PR #3985, opened 2021-01-12
Minor fixes for problems reported by clang vol 4

tworaz:
Yet another set of patches for various problems reported by clang. All the patches have been made while building run/wm and run/nano3d scenarios.

### DIFF
--- a/repos/gems/include/nano3d/sqrt.h
+++ b/repos/gems/include/nano3d/sqrt.h
@@ -12,7 +12,7 @@
  */
 
 #ifndef _INCLUDE__NANO3D__SQRT_H_
-#define _INCLUDE__NANO3D__SQRT_H__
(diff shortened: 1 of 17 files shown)


repos/gems/include/nano3d/sqrt.h
```diff
@@ -12,7 +12,7 @@
  */
 
 #ifndef _INCLUDE__NANO3D__SQRT_H_
-#define _INCLUDE__NANO3D__SQRT_H__
+#define _INCLUDE__NANO3D__SQRT_H_
```
nfeske, line 16: Oh, that's embarrassing.

tworaz: Its probably harmless, but its nice clang warns about problems like this.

***

» **Task prompt**: Lines of the data above that include the string "gems" must each be copied.

» **Solution**:
--- a/repos/gems/include/nano3d/sqrt.h
+++ b/repos/gems/include/nano3d/sqrt.h
repos/gems/include/nano3d/sqrt.h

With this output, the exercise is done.